Configuring S3 for multi-tenancy etc

#1

I would like to know how to use S3 wrt. isolation between tags, between APIs, in a recommended way.

  1. Why do I see c3/c3 as tenant/tag in the result of FileSourceCollection.get("<some canonical>").inboxUrl()? (I have curled to /file API using my tenant/tag)

  2. Why are files curled via /file and /import seen in the same S3 directory/ FileSourceCollection?

  3. It seems that SourceFile is not marked as completed when a file is curled via /import but then it gets reprocessed upon syncAll(fsc.inboxUrl()): am I wrong or how should this be reconciled? (My coworker curled file1 to /import while I was testing SourceFile APIs with file2 of the same canonical. When I called syncAll, file1 was reprocessed. I don’t know at the moment if he used the same tag as myself.)

  4. Is inboxUrl() returning a physical url or what is visible is actually tag/tenant-isolated?

  5. What is the right way to deal with the usual case of integrating data per canonical? There is one FileSourceCollection per canonical, but SourceFile seems not so connected to canonicals. Is there a better/safer way to synchronizing per canoncal than manually (file by file from a FileSourceCollection or via tricks like syncAll(fsc.inboxUrl()))?

@garrynigel suggested configuring with

FileSystemConfig.make().getConfig()

and asking the Ops about details.

Thanks

#2

curling to file endpoint involves sending files in payload from your local machine to the server.
an example from the c3 docs is as below
b.
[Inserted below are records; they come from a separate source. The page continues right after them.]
PR #7360, opened 2023-03-21
feature: async sandboxing

rgrinberg:
We construct and remove sandboxes in background threads to allow the build engine to proceed while sandboxes are still being prepared.

I still need to do some benchmarking to show this is useful.

### DIFF
--- a/src/dune_config/config.mli
+++ b/src/dune_config/config.mli
@@ -40,4 +40,7 @@ val copy_file : [ `Portable | `Best ] t
 (** Compute digests of files in a background thread *)
 val background_digests : Toggle.t t
 
+(** Build and destroy sandboxes in background threads *)
+val background_sandboxes : Toggle.t t
+
 val init : (Loc.t * string) String.Map.t -> unit
--- a/src/dune_engine/sandbox.ml
+++ b/src/dune_engine/sandbox.ml
@@ -2,6 +2,14 @@ open Import
 
 let sandbox_dir = Path.Build.relative Path.Build.root ".sandbox"
 
+let maybe_async f =
+  (* It would be nice to do this check only once and return a function, but the
+     type of this function would need to be polymorphic which is forbidden by the
+     relaxed value restriction. *)
+  match Config.(get background_sandboxes) with
+  | `Disabled -> Fiber.return (f ())
+  | `Enabled -> Scheduler.async_exn f
+
 let init =
   let init =
     lazy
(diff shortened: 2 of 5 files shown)


rgrinberg:
@jchavarri do you rely on sandboxing? might be good for you to test this out if yes.

snowleopard:
Nice! I'm very curious to see hot it affects build times in the monorepo benchmark.

jchavarri:
> do you rely on sandboxing? might be good for you to test this out if yes.

I don't think we do, so I'm not sure I would see any changes cc @Khady

Khady:
we don't use any of the options mentioned in https://dune.readthedocs.io/en/stable/concepts.html#global-sandboxing-configuration so I guess we don't rely on sandboxing?

rgrinberg:
@snowleopard this is now ready for review.

> Nice! I'm very curious to see how this PR affects build times in the monorepo benchmark.

Note that we disable sandboxing for the compiler so we need a benchmark that uses sandboxing extensively.

src/dune_engine/sandbox.ml
```diff
@@ -2,6 +2,11 @@ open Import
 
 let sandbox_dir = Path.Build.relative Path.Build.root ".sandbox"
 
+let async_sandboxing f =
+  match Config.(get background_sandboxes) with
```
snowleopard, line 6: You could probably move the `match` to the top level.

src/dune_engine/sandbox.ml
```diff
@@ -2,6 +2,11 @@ open Import
 
 let sandbox_dir = Path.Build.relative Path.Build.root ".sandbox"
 
+let async_sandboxing f =
```
snowleopard, line 5: Should be called `maybe_async` instead? This function is not always async (and is doesn't by itself do any sandboxing).

src/dune_engine/sandbox.ml
rgrinberg: I wish. But then it would mean that the feature wouldn't be configurable through dune-config. If we could live with configurations being set through the environment, we could do it at the toplevel though.

src/dune_config/config.mli
```diff
@@ -40,4 +40,7 @@ val copy_file : [ `Portable | `Best ] t
 (** Compute digests of files in a background thread *)
 val background_digests : Toggle.t t
 
+(** Build and remove sandboxes in background threads *)
```
snowleopard, line 43:
```suggestion
(** Build and destroy sandboxes in background threads *)
```

snowleopard (approved):
Looks good! We can benchmark this internally.

PR #7371, opened 2023-03-21
feature: execute actions in background

rgrinberg:
This PR makes all the actions execute in background threads. The advantage is that we're able to proceed with builds without waiting for various synchronous IO operations.

### DIFF
--- a/src/dune_config/config.mli
+++ b/src/dune_config/config.mli
@@ -37,6 +37,10 @@ val copy_file : [ `Portable | `Best ] t
     Note that environment variables take precedence over the values passed here
     for easy overriding. *)
 
+(** Execute some actions in background threads. See [Action_exec] for the
+    concrete list of actions *)
+val background_actions : Toggle.t t
+
 (** Compute digests of files in a background thread *)
 val background_digests : Toggle.t t
 
--- a/src/dune_engine/action_exec.ml
+++ b/src/dune_engine/action_exec.ml
@@ -2,6 +2,15 @@ open Import
 open Fiber.O
 module DAP = Dune_action_plugin.Private.Protocol
 
+let maybe_async =
+  let maybe_async =
+    lazy
+      (match Config.(get background_actions) with
+      | `Enabled -> Scheduler.async_exn
+      | `Disabled -> fun f -> Fiber.return (f ()))
+  in
+  fun f -> (Lazy.force maybe_async) f
+
 (** A version of [Dune_action_plugin.Private.Protocol.Dependency] where all
     relative paths are replaced by [Path.t]. (except the protocol doesn't
     support Globs yet) *)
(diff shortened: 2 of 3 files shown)


rgrinberg:
@jchavarri similar to async sandboxing

Alizter:
The Coq tests seem OK. If you like I can push them updated if you don't want to whirl up Coq.

rgrinberg:
The same problem exists with all tests. I'll make the tests reproducible if we decide to merge this

jchavarri:
> @jchavarri similar to async sandboxing

Tested with 2 large builds, no meaningful changes in build time.

snowleopard (commented):
The change looks good to me but here are some thoughts:
* Firstly, did you actually check that the code you're running in separate threads is thread-safe? I can imagine that some of the functions you're calling can be using some global state (buffers?) that can't be shared between threads. 
* How about first putting this behind an experimental configuration flag? That would make it easier for me to test/benchmark on my end. 
* Running work in a separate thread is nice but there are also some overheads, in that the total work is surely increasing. Do you have any estimate of how small/big these overheads are?

rgrinberg:
> Firstly, did you actually check that the code you're running in separate threads is thread-safe? I can imagine that some of the functions you're calling can be using some global state (buffers?) that can't be shared between threads.

Yes, it's all safe. Although it's a bit fragile because it relies on us using absolute paths in the underlying actions. Because if we use a relative path, we are racing against `chdir`. It should be possible to address this by using the collection of `*at` calls on Unix.

> How about first putting this behind an experimental configuration flag? That would make it easier for me to test/benchmark on my end.

I think that's a good idea. Will do.

> Running work in a separate thread is nice but there are also some overheads, in that the total work is surely increasing. Do you have any estimate of how small/big these overheads are?

Indeed I do. I added a set of benchmarks (`thread_pool_bench`) to give me an idea. To give an idea, the cheapest syscall (`Unix.sleep 0`) with all the benchmarking overhead is around `66ms` without the thread pooling. While, with the thread pool it's around `150 ms`. So about a 2.3x slow down in the worst case. All of our actions are usually, but not always, considerably more expensive than that.

rgrinberg:
@snowleopard this is now ready

snowleopard:
> To give an idea, the cheapest syscall (`Unix.sleep 0`) with all the benchmarking overhead is around `66ms` without the thread pooling. While, with the thread pool it's around `150 ms`. So about a 2.3x slow down in the worst case. All of our actions are usually, but not always, considerably more expensive than that.

Wait, how is the cheapest syscall 66 milliseconds? Did you mean microseconds?

src/dune_config/config.mli
```diff
@@ -37,6 +37,9 @@ val copy_file : [ `Portable | `Best ] t
     Note that environment variables take precedence over the values passed here
     for easy overriding. *)
 
+(** Execute some actions in background threads *)
```
snowleopard, line 40: It would be nice to specify which actions are affected by this ("some" is a little too vague).

src/dune_engine/action_exec.ml
```diff
@@ -289,20 +301,27 @@ let rec exec t ~display ~ectx ~eenv =
...
+          List.iter xs ~f:(fun fn ->
+              Io.with_file_in fn ~f:(fun ic ->
+                  Io.copy_channels ic (Process.Io.out_channel eenv.stdout_to))))
+    in
+    Done
   | Copy (src, dst) ->
     let dst = Path.build dst in
-    Io.copy_file ~src ~dst ();
-    Fiber.return Done
+    let+ () = Scheduler.async_exn (fun () -> Io.copy_file ~src ~dst ()) in
```
snowleopard, line 313: Should this be `maybe_async`?

snowleopard (commented):
Looks good but see a couple of comments.

src/dune_engine/action_exec.ml
rgrinberg: Indeed it should be. Fixed

src/dune_config/config.mli
rgrinberg: Done

snowleopard (approved):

Upload data through the C3 Platform to using the /file API. The command is:

curl -v -H "Content-Type: text/csv;" -X PUT --data-binary @Factory001.csv
https://environmentURL/file/1/tenant/tag/s3://c3--dev-dl-custenv/BillingSys/Factory/Factory001.csv -u username:password

if you do not specify the full url or encoded path it will put it the default location configured for the tenant
tag in the environment

curl -v -H "Content-Type: text/csv;" -X PUT --data-binary @Factory001.csv
https://environmentURL/file/1/tenant/tag/Factory/Factory001.csv -u username:password

which can be checked as below

FileSystem.inst().urlFromEncodedPath()

The configurations for each tenant and tag is generally maintained in FileSystemConfig

Now the /import endpoint is very similar but in 7.8 this is typically how the command is

curl -H "Content-Type: text/csv" -X PUT --data-binary @<<file>.csv http://<<HostName>>/import/1/<<tenant>>/<<tag>>/<<CanonicalTypeName>>/<<filenameidentifier>> -u <<username>>:<<password>> -v

it will find the FileSourceCollection for the CanonicalTypeName and find the inboxUrl for that CanonicalTypeName and write the file in that location before it syncs and processes it.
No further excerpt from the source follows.